Note that this can also be achieved by using the Pandas read_html function. However, we'll use BeautifulSoup here to continue sharpening our web scraping skills.



In [None]:
# store html content
html = browser.html

# create BeautifulSoup object
html_soup = soup(html, 'html.parser')

# extract all rows of data
table = html_soup.find('table', class_='table')


In [None]:
# close browser connection
browser.quit()


# 3. Store Results
Assemble the scraped data into a Pandas DataFrame. The columns should have the same headings as the table on the website:

id: the identification number of a single transmission from the Curiosity rover
terrestrial_date: the date on Earth
sol: the number of elapsed sols (Martian days) since Curiosity landed on Mars
ls: the solar longitude
month: the Martian month
min_temp: the minimum temperature, in Celsius, of a single Martian day (sol)
pressure: The atmospheric pressure at Curiosity's location


In [None]:
# Create empty header and data_rows lists
header = []
data_rows = []

# Extract the header
table_header = table.find('tr')
if table_header:
    header = [entry.text for entry in table_header.find_all('th')]

# Extract the data rows
table_rows = table.find_all('tr')[1:]  # Skip the first row (header row)
data_rows = [[entry.text for entry in row.find_all('td')] for row in table_rows]


In [None]:
# create a `pandas` DataFrame by using the list of rows and a list of the column names
mars_weather_df = pd.DataFrame(data_rows, columns=header)


In [None]:
# confirm DataFrame was created successfully
mars_weather_df.head()


# 4. Prepare Data for Analysis
Examine the data types that are currently associated with each column. If necessary, cast (or convert) the data to the appropriate datetime, int, or float data types.



In [None]:
# examine data type of each column
mars_weather_df.dtypes


In [None]:
# change data types for data analysis
mars_weather_df = mars_weather_df.astype({'id':'int',
                                          'sol':'int',
                                          'ls':'int',
                                          'month':'int',
                                          'min_temp':'float',
                                          'pressure':'float'
                                         })
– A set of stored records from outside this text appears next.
PR #1446, opened 2018-02-16
[BUGFIX] Handle crop argument when adding srcset variants

### LINKED ISSUE #1445: v:media.image does not honor cropping for srcset
`v:media.image` does not honor the `crop` argument for `srcset` variants: `src` is cropped, `srcset` images are not. The cause seems to be within `SourceSetViewHelperTrait`. A simple fix would be to fetch `$this->arguments['crop']` in `addSourceSet` and pass it as an additional parameter to `getImgResource` where it can be added to `$setup`.

This is still no decent crop handling (support for crop variants, no support for cropping information coming from the image `FileReference` itself, but only from the `crop` argument), but at least does fix one weirdness.

luzat:
This should fix #1445 for crop arguments (but not for cropping information coming from a `FileReference`).

### DIFF
--- a/Classes/Traits/SourceSetViewHelperTrait.php
+++ b/Classes/Traits/SourceSetViewHelperTrait.php
@@ -46,7 +46,7 @@ trait SourceSetViewHelperTrait
         $srcsetVariants = [];
 
         foreach ($srcsets as $key => $width) {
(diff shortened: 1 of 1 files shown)


electricretina:
I thought this was going to be in the latest development branch, it wasn't. I just patched the file on my server and all it working as expected! I hope to see this in the next release. Great Job!

Issue #904, opened 2015-09-18
v:page.menu hasSubpages on localized menus


lluvia:
Hi there,
i think there's a bug on the v:page.menu.
for a menu like this:
- Item 1 (localized)
      - Subitem 1.1 (not localized)
      - Subitem 1.2 (not localized)

<v:page.menu entryLevel="0" includeSpacers="1" useShortcutData="TRUE" levels="3" classFirst="first" classLast="last" expandAll="1">

renders the localized Item 1 with hasSubpages, even when the exist only in the original language

PR #1449, opened 2018-02-19
[BUGFIX] Set hasSubpages correctly on localized menus

h69:
this will fix a similar issue as in the previous closed issue https://github.com/FluidTYPO3/vhs/issues/904

for a menu like this:
- Item 1 (localized)
  - Subitem 1.1 (not localized)
  - Subitem 1.2 (not localized)

... the Viewhelper renders the localized "Item 1" with hasSubpages=true in any/all languages
This fix extends the submenu check inside parseMenu method and makes a recursive call (on parseMenu method) to check if the submenu isn't empty after processing. Only if the processed/parsed menu isn't empty we can be sure that the current menu item has sub-pages ;)

### DIFF
--- a/Classes/ViewHelpers/Menu/AbstractMenuViewHelper.php
+++ b/Classes/ViewHelpers/Menu/AbstractMenuViewHelper.php
@@ -441,9 +441,6 @@ abstract class AbstractMenuViewHelper extends AbstractTagBasedViewHelper
         $total = count($pages);
         $processedPages = [];
         foreach ($pages as $index => $page) {
-            if (true === $this->pageService->hidePageForLanguageUid($page)) {
-                continue;
-            }
             $count++;
             $class = [];
             $originalPageUid = $page['uid'];
--- a/Classes/ViewHelpers/Menu/AbstractMenuViewHelper.php
+++ b/Classes/ViewHelpers/Menu/AbstractMenuViewHelper.php
@@ -475,19 +475,12 @@ abstract class AbstractMenuViewHelper extends AbstractTagBasedViewHelper
                 $pages[$index]['current'] = true;
                 $class[] = $this->arguments['classCurrent'];
             }
-            // simply check if current page uid can have sub-pages
-            $subMenuPages = $this->getMenu($originalPageUid);
-            if (0 < count($subMenuPages)) {
-                // make recursive call to check if all sub-pages are valid for current language (see above)
-                $parsedMenu = $this->parseMenu($subMenuPages);
-                if (0 < count($parsedMenu)) {
-                    $pages[$index]['hasSubPages'] = true;
-                    
-                    //TODO: Remove deprecated argument in next major version
-                    $class[] = $this->arguments[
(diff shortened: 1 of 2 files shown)


Classes/ViewHelpers/Menu/AbstractMenuViewHelper.php
```diff
@@ -475,12 +475,19 @@ public function parseMenu(array $pages)
...
-                $pages[$index]['hasSubPages'] = true;
-                //TODO: Remove deprecated argument in next major version
-                $class[] = $this->arguments[
-                    $this->hasArgument('classHasSubpages') ? 'classHasSubpages' : 'classHasSubPages'
-                ];
+            // simply check if current page uid can have sub-pages
+            $subMenuPages = $this->getMenu($originalPageUid);
+            if (0 < count($subMenuPages)) {
+                // make recursive call to check if all sub-pages are valid for current language (see above)
+                $parsedMenu = $this->parseMenu($subMenuPages);
```
NamelessCoder: This needs to be handled in getMenu() somehow. If PageRepository is returning an incorrect/incomplete result it could be because our usage is incorrect or incomplete, so that is where you should look for this problem.

Even if this patch does fix the issue, I can't accept recursively calling `parseMenu` which could recursively call `getMenu` over and over - it adds potentially many more SQL queries that you can't avoid.

Which part of the `parseMenu` function is it exactly that makes the result correct? As far as I can tell there is only one thing which might change the *number* of pages and thus the count value - and that is `hidePageForLanguageUid` gets called in the loop.

If our usage of PageRepository isn't the problem then perhaps the right solution is to call this method to filter the return from `getMenu` - which would then mean that `parseMenu` instead needs to be changed to remove the call to `hidePageForLanguageUid`.

Hope you can take a look at that alternative solution! It should perform much better without adding recursion in `parseMenu` ;)

h69: Thanks for your quick response and the hint to fix this issue inside `getMenu` method.

> This needs to be handled in getMenu() somehow. If PageRepository is returning an incorrect/incomplete result it could be because our usage is incorrect or incomplete, so that is where you should look for this problem.
Sadly the core is not able to return the correct results. The own method `hidePageForLanguageUid` is necessary and handles this core issue perfectly ;)

> If our usage of PageRepository isn't the problem then perhaps the right solution is to call this method to filter the return from getMenu - which would then mean that parseMenu instead needs to be changed to remove the call to hidePageForLanguageUid
Thanks for this hint. I edited the `getMenu` method of the `PageService` class to filter the results right after `PageRepository`'s `getMenu` call and removed the `hidePageForLanguageUid` call from `parseMenu`.

NamelessCoder:
Much better - thanks for refactoring!

NamelessCoder:
@h69 Before I merge, would you mind confirming my changes (just pull from your own branch)?

h69:
@NamelessCoder looks good, thanks ;)

NamelessCoder:
First VHS contribution - celebrate with 🍰 ! ^^

PR #1450, opened 2018-02-21
Handle empty array in ExtractViewHelper

### LINKED ISSUE #1451: ExtractViewHelper: returns NULL for empty array
If the `ExtractViewHelper` is given an empty array with an arbitrary `key`, it always returns `NULL` instead of an empty array.

mbrodala:
Fixes #1451

### DIFF
--- a/Classes/ViewHelpers/Iterator/ExtractViewHelper.php
+++ b/Classes/ViewHelpers/Iterator/ExtractViewHelper.php
@@ -172,7 +172,7 @@ class ExtractViewHelper extends AbstractViewHelper implements CompilableInterfac
         if (false === is_array($iterator) && false === $iterator instanceof \Traversable) {
             throw new \Exception('Traversable object or array expected but received ' . gettype($iterator), 1515498714);
         }
-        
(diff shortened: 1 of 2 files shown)


NamelessCoder:
This looks appropriate, but changes a return type from null to array. That's okay but there appears to be at least one (more) test that needs changing.

mbrodala:
You are right, I didn't take care of the non-recursive variant.

mbrodala:
The tests are fixed now.

Classes/ViewHelpers/Iterator/ExtractViewHelper.php
```diff
@@ -172,7 +172,7 @@ protected static function recursivelyExtractKey($iterator, $key)
         if (false === is_array($iterator) && false === $iterator instanceof \Traversable) {
             throw new \Exception('Traversable object or array expected but received ' . gettype($iterator), 1515498714);
         }
-
```
NamelessCoder: Eew, how did that get in there? :)

PR #1458, opened 2018-03-15
[TASK] Allow installation of TYPO3 master

helhum:
Add replacement to typo3/cms-version in this package
as this package was removed for TYPO3 8 and merged
into typo3/cms-workspaces.

Simplify travis build by only requiring typo3/cms-core.
This is enough because all TYPO3 packages require
this package in the same version. If typo3/cms-core is required
in dev-master, all other are also installed in dev-master.

This has the additional benefit, that other direct dependencies
to TYPO3 framework packages remain unchanged, thus it is checked
by composer whether they are allowed to be installed in the version
requested for typo3/cms-core.

Add prefer-stable: true to always fetch stable versions when
possible even when composer is called without --prefer-dist.

Last but not least, replace the deprecated or operator "|"
whith the new "||" operator.

### DIFF
--- a/.travis.yml
+++ b/.travis.yml
@@ -27,12 +27,7 @@ before_script:
   - export TYPO3_PATH_WEB=$PWD/build/web
 
 install:
-  - composer require --no-update "typo3/cms-core:$TYPO3_VERSION"
-  - composer require --no-update "typo3/cms-extbase:$TYPO3_VERSION"
-  - composer require --no-update "typo3/cms-fluid:$TYPO3_VERSION"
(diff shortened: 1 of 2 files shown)


helhum:
@NamelessCoder @cedricziel Here you go and thanks for removing the dependency to `typo3/cms`. Even users for TYPO3 8.7 will benefit from that move.

Now you see the failing test with TYPO3 master.

I currently prefer not declaring compatibility with TYPO3 dev-master packages in my packages, but I see how it can simplify your testing workflow.

NamelessCoder:
Thanks a lot Helmut, both for taking the time to fix and explain this!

mars_weather_df['terrestrial_date'] = pd.to_datetime(mars_weather_df['terrestrial_date'])


In [None]:
# confirm type changes were successful by examining data types again
mars_weather_df.dtypes


# 5. Analyze the Data
Analyze the dataset with pandas:

How many months exist on Mars?


In [None]:
# the max month integer should be the number of months on Mars
mars_weather_df['month'].max()


In [None]:
# count the length of an array of unique `sol` values
len(mars_weather_df['sol'].unique())


In [None]:
# group by month and calculate average `min_temp` within each group
avg_min_temp_by_month = mars_weather_df.groupby(['month'])['min_temp'].mean()
avg_min_temp_by_month


In [None]:
# plot the average temperature by month
avg_min_temp_by_month.plot.bar()
plt.ylabel('Temperature in Celsius')
plt.show()


In [None]:
# identify the coldest and hottest months in Curiosity's location
avg_min_temp_by_month.sort_values().plot.bar()
plt.ylabel('Temperature in Celsius')
plt.show()


# Which months have the lowest and the highest atmospheric pressure on Mars? To answer this question:
Find the average the daily atmospheric pressure of all the months.
Plot the results as a bar chart.


In [None]:
# group by month and calculate average pressure
avg_pressure_by_month = mars_weather_df.groupby(['month'])['pressure'].mean()
avg_pressure_by_month


In [None]:
# plot the average pressure by month
avg_pressure_by_month.sort_values().plot.bar()
plt.ylabel('Atmospheric Pressure')
plt.show()


# About how many terrestrial (Earth) days exist in a Martian year? To answer this question:
Consider how many days elapse on Earth in the time that Mars circles the Sun once.
Visually estimate the result by plotting the daily minimum temperature.


In [None]:
# how many terrestrial days are there in a Martian year?
mars_weather_df.plot(y='min_temp', use_index=True, legend=False)
plt.xlabel('Number of terrestrial days')
plt.ylabel('Minimum temperature')
plt.show()


# 6. Save the Data
Export the DataFrame to a CSV file.



In [None]:
# write data to csv
mars_weather_df.to_csv('output/mars_weather.csv')